Making estimates is always a difficult task. This is especially true when it comes to economic forecasts for African countries. One of many reasons is large portions of the economies are in the informal sector and by definition offer fewer reliable data sources with which to make estimates.
But when it comes to the global economic crisis in the wake of the Covid-19 pandemic, even a reliably conservative institution like the IMF has been forced to revise its estimates just two months after its first prognosis.
On the top line, it now estimates the Sub-Saharan Africa region’s economy will shrink by -3.2% this year, that’s 1.6 percentage points more than it said in April. Growth is now expected to collapse in many countries especially those dependent on tourism and resources, such as oil and mineral exporters. Growth in more diversified non-resource based economies is expected to come to a “near standstill.”
Some of this might have seemed likely in April when IMF forecast 1.6% shrinkage, World Bank estimated a -2.1% to -5.1% recession. But as IMF Africa director Abebe Aemro Selassie explains to Quartz Africa this update better captures the realities of the fast-changing events on the ground in Africa and elsewhere in the world. “We realized the global economic environment was much weaker than we were expecting and that the periods of lockdowns in some African countries were even longer than we were envisaging.”
Indeed, IMF now forecasts the global economy to shrink by -4.9%, revised down from -3%.

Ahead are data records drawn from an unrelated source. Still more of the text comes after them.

Issue #1228, opened 2025-03-10
Enhancement: consider an --manifest option to mkiocccentry(1) for IOCCC29


lcn2:
### Is there an existing issue for this?

- [x] I have searched for existing issues and did not find anything like this

### Describe the enhancement

As discussed in issue #1216, and somewhat in issue #1212 we propose a discussion of a new option for `mkiocccentry(1)` for **IOCCC29**:

```
mkiocccentry --manifest file ...
```

The use of `-manifest file` would cause `mkiocccentry(1)` to bypass the normal collection of files under `topdir`.

The `file`, which **MUST** exist as a readable non-empty file, will contain a list of files, one per line.

Leading and trailing whitespace (including the trailing newline) in `file` will be ignored.

Any text in `file`, starting with a "#" (i.e., hash or pound sign) until the end of the line will be ignored.

Empty lines in `file` will be ignored.

All file paths in `file` will assumed to be relative to `topdir`.

All of the components of file paths in `file` (with the possible exception of a leading "./") must undergo all of the normal checks that scanning under `topdir` would perform.

If any the components of file paths in `file` (with the possible exception of a leading "./")  are found to be invalid, then an exception is thrown and an error messages(s) giving the offending paths in `file` will be displayed.  This will allow someone to "pre-test" their manifest to determine of something is wrong.

If any the components of file paths in `file` are normally ignored, then an exception is thrown and an error messages(s) giving the offending paths in `file` will be displayed.  This will allow someone to "pre-test" their manifest to determine of something in their manifest is normally something that is ignored.

All of the normal checks on things such as the required files, the number of extra files, directory counts, directory depth limits, etc. will apply to the paths in `file` (i.e., the `file` maifest **MUST**  conform to the rules relating to the manifest of a valid submission).

The `file` **MUST** contain a complete manifest (i.e., nothing may be missing).

The `file` **MUST** contain **ONLY** the manifest (i.e., **NOT** contain anything that is normally ignored). 

If `file` is a valid manifest, then there will be nothing missing, nothing to ignore, no rule violations, etc.

While there will be **NO** mercy (as the expression goes).  If there is anything wrong with the manifest list, then `mkiocccentry(1)` **MUST** exit non-zero.  However, to be slightly nice, before exiting non-zero, the complete list of problems with the manifest **MUST** be displayed so that the user has a chance to correct the problems.

### Relevant images, screenshots or other files

`file` :-)

### Relevant links

- issue #1216 
[...]

PR #1274, opened 2025-06-20
Resolve issue #1228

xexyl:
Address issue #1228. By request one may use the -M manifest_file option 
to specify what files to include in the topdir. This required updates to
jparse/ (from the jparse repo) and also soup/. Due to the nature of the 
lists of files (there being separate lists depending on the file) the
check_submission_dir() function does not check that the directory does
not have files not in the list.  But given that the FTS functions would
not find those files EXACTLY BECAUSE OF this option it can't be checked
so this should not matter anyway. What it can and does check is that the
required files are there and that everything else is sane, even if by
some chance this option causes some insanity (i.e. a fileset that is not
what one might usually expect) :-) (diagnosis not yet made :-) ).

Updated MKIOCCCENTRY_VERSION to "2.0.11 2025-06-20".
Updated SOUP_VERSION to "2.0.3 2025-06-20".

### DIFF
--- a/CHANGES.md
+++ b/CHANGES.md
@@ -1,6 +1,12 @@
 # Major changes to the IOCCC entry toolkit
 
 
+## Release 2.4.9 2025-06-04
+
+Fix bug where `-i answers` did not warn about issues found in prog.c and
+Makefile.
+
+
 ## Release 2.4.8 2025-05-05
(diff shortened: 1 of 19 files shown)


lcn2 (approved):

Issue #1216, opened 2025-03-07
Enhancement: Add an command line option to mkiocccentry to provide an ignore list file


lcn2:
### Is there an existing issue for this?

- [x] I have searched for existing issues and did not find anything like this

### Describe the enhancement

Add `--ignore_list file` (or some other option name) that has an effect of `-I foo -I bar -I curds ... -I whey` where those files are found in a file called `file`.

Suggestion:

The file should be one file per line

Lines starting with # are comments and are ignored

Empty lines are ignored.

Leading and trailing whitespace are ignored.

### Relevant images, screenshots or other files

n/a

### Relevant links

See the closed issue #1212 and ask @SirWumpus 

### Anything else?

We recommend using a `--option` style for this more complex command line option.

This is an enhancement to consider for **IOCCC29**.

xexyl:
> ### Relevant links
> 
> See the closed issue [#1212](https://github.com/ioccc-src/mkiocccentry/issues/1212) and ask [@SirWumpus](https://github.com/SirWumpus)
> 

Brilliant. Thanks for the laugh!

Feel free to assign - for consideration down the road.

SirWumpus:
> See the closed issue #1212 and ask @SirWumpus

hehehehe. first smile i've had all day.

lcn2:
P.S. Consider also the idea of `--manifest file` where `file` is the **ONLY** list of files that are allowed (unless they are files that are to be ignored for other reasons) and that everything else is ignored.

xexyl:
> P.S. Consider also the idea of `--manifest file` where `file` is the **ONLY** list of files that are allowed (unless they are files that are to be ignored for other reasons) and that everything else is ignored.

That will be extremely problematic and it'd mean we would have some code not use fts(3) and some code use it. And it would mean we couldn't make as many checks. And it's really not any different from the old model is it? Have to specify a list of files rather than the simpler approach.

I do find it both amusing and bemusing that I was the one agains the change original and @SirWumpus was the one for it and now it's reversed. But we'll see.

lcn2:
> That will be extremely problematic and it'd mean we would have some code not use fts(3) and some code use it. And it would mean we couldn't make as many checks. And it's really not any different from the old model is it? Have to specify a list of files rather than the simpler approach.

You make a good point.

SirWumpus:
Can will table this topic for much much later (after IOCCC28), preferably when my head is not throbbing.

xexyl:
[...]

PR #1275, opened 2025-06-21
Address issue #1216 and fix fnmatch(3) bug

xexyl:
Address issue #1216. By using -X file (X for eXclude) one can provide a 
file with a list of path to ignore (one path per line). Like with -I
path and -M manifest_file one may have (in the file itself) globs (based
on the rules of fnmatch(3)). The reason a long option is not used is
because GNU and BSD have different behaviours in getopt_long(3) in ways
that might cause problems. This can be looked at later if necessary.

Fix bug with globs in manifest and ignore lists. Now when checking lists 
that can have a glob in an item it uses the updated jparse routines that
take a new bool fn.

Updated MKIOCCCENTRY_VERSION to "2.0.12 2025-06-21".
Updated CHKENTRY_VERSION to "2.0.6 2025-06-21".
Updated SOUP_VERSION to "2.0.4 2025-06-21".

### DIFF
--- a/CHANGES.md
+++ b/CHANGES.md
@@ -13,6 +13,12 @@ Fix bug with globs in manifest and ignore lists. Now when checking lists that
 can have a glob in an item it uses the updated jparse routines that take a new
 `bool fn`.
 
+Change `append_unique_filename()` to not abort when the filename already exists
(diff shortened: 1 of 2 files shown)


lcn2 (approved):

While Sub Saharan Africa’s growth projection looks bad, a key longer-term concern is how real per capita GDP in the region is expected to contract by as much as -5.4% this year. The IMF says this will take the per capita GDP 7 percentage points below the level projected last October. In fact, it could effectively wipe out nearly ten years of progress made in reducing poverty in the region.
Growth in Sub Saharan Africa is expected to gradually recover if the pandemic slows down in the second half of 2020 with the IMF forecasting a return to 3.4% growth next year (it previously projected 4% growth). One of the reasons for Africa’s “shallower” growth than the global 2021 forecast of 5.4% is that Sub Saharan Africa countries have fewer and smaller policy options than more advanced economies. This is why the region’s largest economies Angola, Nigeria and South Africa will not see real GDP growth return to pre-crisis levels till 2023 or 2024.
The challenge for the IMF and other economic prognosticators is it’s very difficult to say with any degree of confidence the pandemic will be under control anytime soon, especially in Africa. A common feature across several African countries is even as they’ve ended lockdowns or opened up, the Covid-19 case load numbers have accelerated. The numbers in Africa are still relatively low—lower on a “per million” basis than Europe and Latin America (though higher than Asia).
But while it’s often said Africa’s economic crisis could be worse than the pandemic health crisis, IMF’s Abebe Selassie calls this a “false dichotomy”. “If you don’t have the disease under control you’re not going to have an economic recovery, it’s not going to be durable.”